George W. Woodruff School of Mechanical Engineering, College of Engineering , Georgia Institute of Technology , Atlanta , Georgia 30332 , United States.
Department of Industrial Engineering , University of Pittsburgh , Pittsburgh , Pennsylvania 15261 , United States.
Department of Bioengineering , University of Pittsburgh , Pittsburgh , Pennsylvania 15261 , United States.
School of Electrical Engineering , Korea Advanced Institute of Science and Technology , Daejeon , Republic of Korea 34141.
Department of Chemical and Biomolecular Engineering , Chonnam National University , Yeosu , Jeonnam 59626 , South Korea.
School of Engineering and Computer Science , Washington State University , Vancouver , Washington 98686 , United States.
Institute for Electronics and Nanotechnology, Bioengineering Interdisciplinary Program, Petit Institute for Bioengineering & Bioscience, and Center for Flexible Electronics , Georgia Institute of Technology , Atlanta , Georgia 30332 , United States.
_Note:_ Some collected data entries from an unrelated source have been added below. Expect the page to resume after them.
PR #3348, opened 2024-02-28
Remove support for old style non-interactive rebase

stefanhaller:
When doing a non-interactive rebase using a version of git earlier than 2.26, or by explicitly calling `git -c rebase.backend=apply rebase`, lazygit can display the pending todos by parsing the numbered patch files in `.git/rebase-apply/`. Unfortunately, support for this has been broken for more than three years because of the change in 682db77401e (the string literal "normal" should have been changed to REBASE_MODE_NORMAL instead of REBASE_MODE_MERGING).

It's not an important bug since you can only get into this situation by doing a rebase outside of lazygit, and then only with a pretty old git version or by using very uncommon git options. So instead of fixing the bug, just remove the code.

This is an alternative to #3344.


jesseduffield (approved):
I'm cool with this, nice work

PR #3354, opened 2024-03-02
Switch between multiple log views

### LINKED ISSUE #1363: Switch between multiple log views

mkock:
- **PR Description**

* Fixes jesseduffield/lazygit#1363
* Allow switching between up two three log views

Seeing as the last activity related to this issue was over a year ago, I decided to take a stab at this.
The implementation should be fully backwards compatible. Simply add `allBranchesLogCmdAlt1` and/or `allBranchesLogCmdAlt2` to your config file to use them when cycling between log commands using 'a'.
You can even use `allBranchesLogCmdAlt2` together with `allBranchesLogCmd` (skipping `allBranchesLogCmdAlt1`) if you want, it should not affect usability.

This is my first contribution to LazyGit, but I have experience with Go.

Changes:

- Introduced two new optional user config commands, allBranchesLogCmdAlt1+2
- When pressing 'a' in the Status view, cycle between non-empty, non-identical log commands
- There will always be at least one command to run, since allBranhesLogCmd has a default

### DIFF
--- a/docs/Config.md
+++ b/docs/Config.md
@@ -306,7 +306,8 @@ git:
   # Command used when displaying the current branch git log in the main window
   branchLogCmd: git log --graph --color=always --abbrev-commit --decorate --date=relative --pretty=medium {{branchName}} --
 
-  # Command used to display git log of all branches in the main window
+  # Command used to display git log of all branches in the main window.
+  # Deprecated: User `allBranchesLogCmds` instead.
   allBranchesLogCmd: git log --graph --all --color=always --abbrev-commit --decorate --date=relative  --pretty=medium
 
   # If true, do not spawn a separate process when using GPG
--- a/pkg/commands/git_commands/branch.go
+++ b/pkg/commands/git_commands/branch.go
@@ -7,10 +7,12 @@ import (
 	"github.com/jesseduffield/lazygit/pkg/commands/oscommands"
 	"github.com/jesseduffield/lazygit/pkg/utils"
 	"github.com/mgutz/str"
+	"github.com/samber/lo"
 )
 
 type BranchCommands struct {
 	*GitCommon
+	allBranchesLogCmdIndex uint8 // keeps track of current all branches log command
 }
 
 func NewBranchCommands(gitCommon *GitCommon) *BranchCommands {
@@ -244,5 +246,17 @@ func (self *BranchCommands) Merge(branchName string, opts MergeOpts) error {
 }
 
 func (self *BranchCommands) AllBranchesLogCmdObj() oscommands.ICmdObj {
-	return self.cmd.New(str.ToArgv(self.UserConfig.Git.AllBranchesLogCmd)).DontLog()
+	// Only choose between non-empty, non-identical commands
+	candidates := lo.Uniq(lo.WithoutEmpty(append([]string{
+		self.UserConfig.Git.AllBranchesLogCmd,
+	},
+		self.UserConfig.Git.AllBranchesLogCmds...,
+	)))
+
+	n := len(candidates)
+
+	i := self.allBranchesLogCmdIndex
+	self.allBranchesLogCmdIndex = uint8((int(i) + 1) % n)
+
+	return self.cmd.New(str.ToArgv(candidates[i])).DontLog()
 }
--- a/pkg/integration/tests/status/log_cmd.go
+++ b/pkg/integration/tests/status/log_cmd.go
@@ -1,0 +1,33 @@
+package status
+
+import (
+	"github.com/jesseduffield/lazygit/pkg/config"
+	. "github.com/jesseduffield/lazygit/pkg/integration/components"
+)
+
+var LogCmd = NewIntegrationTest(NewIntegrationTestArgs{
+	Description:  "Cycle between two different log commands in the Status view",
+	ExtraCmdArgs: []string{},
+	Skip:         false,
+	SetupConfig: func(config *config.AppConfig) {
+		config.UserConfig.Git.AllBranchesLogCmd = `echo "view1"`
+		config.UserConfig.Git.AllBranchesLogCmds = []string{`echo "view2"`}
+	},
+	SetupRepo: func(shell *Shell) {},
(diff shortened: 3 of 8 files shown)


mark2185:
Why constrain ourselves to two? Why not add `allBranchesLogCmds` (plural) instead and make it a `[]string`?

It _is_ backwards compatible, albeit maybe a bit odd to have both singular _and_ plural, but we could easily modify the config to use the updated version.

mkock:
> Why constrain ourselves to two? Why not add `allBranchesLogCmds` (plural) instead and make it a `[]string`?
> 
> It _is_ backwards compatible, albeit maybe a bit odd to have both singular _and_ plural, but we could easily modify the config to use the updated version.

It's a good suggestion. And I guess that in the edge case where the user decides to have both `allBranchesLogCmd` _and_ `allBranchesLogCmds` in their config, I could prepend the former to the latter, as a way to honor (rather than ignore) that the user has set a `allBranchesLogCmd`?

mkock:
> > Why constrain ourselves to two? Why not add `allBranchesLogCmds` (plural) instead and make it a `[]string`?
> > It _is_ backwards compatible, albeit maybe a bit odd to have both singular _and_ plural, but we could easily modify the config to use the updated version.
> 
> It's a good suggestion. And I guess that in the edge case where the user decides to have both `allBranchesLogCmd` _and_ `allBranchesLogCmds` in their config, I could prepend the former to the latter, as a way to honor (rather than ignore) that the user has set a `allBranchesLogCmd`?

@mark2185 I've updated the PR with your suggestion, please let me know if the change is okay.

pkg/integration/tests/status/log_cmd.go
```diff
@@ -0,0 +1,34 @@
...
+		config.UserConfig.Git.AllBranchesLogCmd = `echo "view1"`
+		config.UserConfig.Git.AllBranchesLogCmds = []string{`echo "view2"`}
+	},
+	SetupRepo: func(shell *Shell) {},
+	Run: func(t *TestDriver, keys config.KeybindingConfig) {
+
+		t.Views().Status().
+			Focus().
+			Press(keys.Status.AllBranchesLogGraph)
+		t.Views().Main().Content(Contains("view1"))
```
mark2185, line 22: I'd maybe also add the check that it _does not contain view2_ at the same time. Just to be extra sure it's not displaying `view1view2` somehow.

mark2185:
Looks good!

All that remains is updating the docs and cleaning up the history a bit:
- rebasing on `master` would be much cleaner than merging `master` into the branch
- squashing together the 1st and 3rd commit

mkock:
> Looks good!
> 
> All that remains is updating the docs and cleaning up the history a bit:
> 
> * rebasing on `master` would be much cleaner than merging `master` into the branch
> * squashing together the 1st and 3rd commit

Apologies, I think I squashed the original commit that you commented on. I've updated the docs and improved the test case. Let me know if there is any other documentation that needs to be updated?

docs/Config.md
```diff
@@ -120,6 +120,7 @@ git:
   fetchAll: true # Pass --all flag when running git fetch. Set to false to fetch only origin (or the current branch's upstream remote if there is one)
   branchLogCmd: 'git log --graph --color=always --abbrev-commit --decorate --date=relative --pretty=medium {{branchName}} --'
   allBranchesLogCmd: 'git log --graph --all --color=always --abbrev-commit --decorate --date=relative  --pretty=medium'
+  allBranchesLogCmds: '' # a list of your favorite log commands (pressing 'a' in the status panel will cycle between them)
```
mark2185, line 123: Shouldn't the default be `[]`?

mark2185:
Other this one minor nitpick, looks good to me! :)

mark2185:
All that's left is appeasing the CI and I think it's good to ship.

mkock:
@mark2185 Not sure what's up with the code coverage tool, but everything else is green now

mark2185:
Not sure, to be frank. Also you can squash all the commits now.

@stefanhaller I'm hoping you might have an ace up your sleeve regarding the code coverage.

stefanhaller:
It's a known problem, this step currently always fails for PRs created from a fork.

mkock:
Done

jesseduffield:
Nice work @mkock, thanks for making this

pkg/commands/git_commands/branch.go
```diff
@@ -244,5 +246,17 @@ func (self *BranchCommands) Merge(branchName string, opts MergeOpts) error {
 }
 
 func (self *BranchCommands) AllBranchesLogCmdObj() oscommands.ICmdObj {
-	return self.cmd.New(str.ToArgv(self.UserConfig.Git.AllBranchesLogCmd)).DontLog()
+	// Only choose between non-empty, non-identical commands
+	candidates := lo.Uniq(lo.WithoutEmpty(append([]string{
+		self.UserConfig.Git.AllBranchesLogCmd,
```
mark2185, line 251: Since `AllBranchesLogCmd` has a default value, this means that if someone sets only the `AllBranchesLogCmds`, it will still prepend the default `AllBranchesLogCmd` to it.

So if someone wants to have only 2 custom log commands, they have to set `AllBranchesLogCmd` to empty as well, which isn't exactly deprecated then, is it?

Random weakening of an intracranial blood vessel results in abnormal blood flow into an aneurysmal sac. Recent advancements show that an implantable flow diverter, integrated with a medical stent, enables a highly effective treatment of cerebral aneurysms by guiding blood flow into the normal vessel path. None of such treatment systems, however, offers post-treatment monitoring to assess the progress of sac occlusion. Therefore, physicians rely heavily on either angiography or magnetic resonance imaging. Both methods require a dedicated facility with sophisticated equipment settings and time-consuming, cumbersome procedures. In this paper, we introduce an implantable, stretchable, nanostructured flow-sensor system for quantification of intra-aneurysmal hemodynamics. The open-mesh membrane device is capable of effective implantation in complex neurovascular vessels with extreme stretchability (500% radial stretching) and bendability (180° with 0.75 mm radius of curvature) for monitoring of the treatment progress. A collection of quantitative mechanics, fluid dynamics, and experimental studies establish the fundamental aspects of design criteria for a highly compliant, implantable device. Hemocompatibility study using fresh ovine blood captures the device feasibility for long-term insertion in a blood vessel, showing less platelet deposition compared to that in existing implantable materials. In vitro demonstrations of three types of flow sensors show quantification of intra-aneurysmal blood flow in a pig aorta and the capability of observation of aneurysm treatment with a great sensitivity (detection limit as small as 0.032 m/s). Overall, this work describes a mechanically soft flow-diverter system that offers an effective treatment of aneurysms with an active monitoring of intra-aneurysmal hemodynamics.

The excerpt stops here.